Third, for d′ there were significant effects of covariates, including sex (p = .020, R2 = 1%), age (p < .001, R2 = 21%), and age2 (p < .001, R2 = 8%). Specifically, d′ increased quadratically with increasing age, and higher d′ values were found in females. When the main effect of clinical status was included in the model as a covariate, there was a significant effect of clinical status on d′ (p < .001, R2 = 3%), such that higher d′ values were found in the non-referred subsample. Lastly, for lnβ there was a significant effect of sex (p = .048, R2 = 1%) on lnβ, such that higher lnβ values were found in males.

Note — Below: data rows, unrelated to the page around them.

PR #2790, opened 2021-11-29
Fix doc port name

### LINKED ISSUE #2761: Default value of trait container.port-name is missing from catalog
previously there was `http`. it is still mentioned as the default one in description but missing from the catalog json

```
			{
				"name": "port-name",
				"type": "string",
				"description": "To configure a different port name for the port exposed by the container (default `http`)."
			}
```

can be retrieved using `kamel help trait container -o json`

tried using kamel 1.7.0

oscerd:
Fixes #2761 

**Release Note**
```release-note
NONE
```

### DIFF
--- a/pkg/trait/container.go
+++ b/pkg/trait/container.go
@@ -68,7 +68,7 @@ type containerTrait struct {
 	Expose *bool `property:"expose" json:"expose,omitempty"`
 	// To configure a different port exposed by the container (default `8080`).
 	Port int `property:"port" json:"port,omitempty"`
-	// To configure a different port name for the port exposed by the container. it defaults to `http` only when the `expose` parameter is true.
+	// To configure a different port name for the port exposed by the container. It defaults to `http` only when the `expose` parameter is true.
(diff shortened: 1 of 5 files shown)


pkg/trait/container.go
```diff
@@ -68,7 +68,7 @@ type containerTrait struct {
 	Expose *bool `property:"expose" json:"expose,omitempty"`
 	// To configure a different port exposed by the container (default `8080`).
 	Port int `property:"port" json:"port,omitempty"`
-	// To configure a different port name for the port exposed by the container (default `http`).
+	// To configure a different port name for the port exposed by the container. it defaults to `http` only when the `expose` parameter is true.
```
squakez, line 71: Maybe uppercase here. "It defaults ..."

squakez (approved):

astefanutti (approved):

pkg/trait/container.go
oscerd: should be fine now.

3.2. Tests of Association between COMT and the Variability of CPT Indices Across Blocks
Table 3 summarizes the results from the association analyses between COMT and the variability of AX-CPT indices across blocks. First, for omission error variability there was a significant effect of age (p < .001, R2 = 25%), such that omission error variability decreased linearly with increasing age. When the main effect of clinical status was included in the model as a covariate, there was a significant effect of clinical status on omission error variability (p < .001, R2 = 4%), such that higher omission error variability was found in the clinic-referred subsample.
Table 3.
Omission error variability | Commission error variability | d′ variability | lnβ variability | |||||||||||||
---|---|---|---|---|---|---|---|---|---|---|---|---|---|---|---|---|
Predictor | Wald χ2 | df | p | R2 | Wald χ2 | df | p | R2 | Wald χ2 | df | p | R2 | Wald χ2 | df | p | R2 |
Ethnicitya | 2.26 | 1 | .133 | 1% | 3.44 | 1 | .064 | 1% | 6.44 | 1 | .011 | 2% | 6.59 | 1 | .010 | 2% |
Sex | 0.76 | 1 | .385 | 0% | 7.76 | 1 | .005 | 2% | 6.58 | 1 | .010 | 2% | 7.92 | 1 | .005 | 2% |
Age | 93.75 | 1 | <.001 | 25% | 55.54 | 1 | <.001 | 15% | 155.97 | 1 | <.001 | 41% | 113.97 | 1 | <.001 | 30% |
Age2 | 1.73 | 1 | .188 | 0% | 0.96 | 1 | .328 | 0% | 1.74 | 1 | .188 | 0% | 8.18 | 1 | .004 | 2% |
Clinical status | 15.10 | 1 | <.001 | 4% | 13.22 | 1 | <.001 | 3% | 29.44 | 1 | <.001 | 8% | 37.81 | 1 | <.001 | 10% |
COMTb | 2.13 | 2 | .344 | 1% | 1.48 | 2 | .477 | 0% | 6.16 | 2 | .046 | 2% | 9.48 | 2 | .009 | 2% |
COMT val/val vs. val/met & met/met combinedb | 0.18 | 1 | .669 | 0% | 1.48 | 1 | .224 | 0% | 6.06 | 1 | .014d | 2% | 9.24 | 1 | .002 | 2% |
COMT val/met vs. met/metb | 2.00 | 1 | .157 | 1% | 0.03 | 1 | .874 | 0% | 0.17 | 1 | .678e | 0% | 0.09 | 1 | .759 | 0% |
COMTc | 2.65 | 2 | .266 | 1% | 1.00 | 2 | .606 | 0% | 4.46 | 2 | .107 | 1% | 8.66 | 2 | .013 | 2% |
COMT val/val vs. val/met & met/met combine dc | 0.04 | 1 | .841 | 0% | 0.84 | 1 | .360 | 0% | 3.51 | 1 | .061d | 1% | 7.80 | 1 | .005 | 2% |
COMT val/met vs. met/metc | 2.47 | 1 | .116 | 1% | 0.04 | 1 | .839 | 0% | 0.01 | 1 | .912e | 0% | 0.18 | 1 | .671 | 0% |
COMT × Clinical status | 0.83 | 2 | .660 | 0% | 9.29 | 2 | .010 | 2% | 9.85 | 2 | .007 | 3% | 8.03 | 1 | .018 | 2% |
Note.
Percentage of European-American ethnicity;
Clinical status not included in model;
Clinical status included in model;
COMT met/met vs. val/met & val/val combined;
COMT val/met vs. val/val.
Second, for commission error variability there were significant effects of covariates, including sex (p = .005, R2 = 2%) and age (p < .001, R2 = 15%). Specifically, commission error variability decreased linearly with increasing age and higher commission error variability was found in males. When the main effect of clinical status was included in the model as a covariate, there was a significant effect of clinical status on commission error variability (p < .001, R2 = 3%), such that higher commission error variability was found in the clinic-referred subsample. The COMT × clinical status interaction term was significant for commission error variability (p = .010, R2 = 2%). The effects of the COMT genotype contrast appeared to go in opposite directions in the clinic-referred and non-referred subsamples (see Figure 2).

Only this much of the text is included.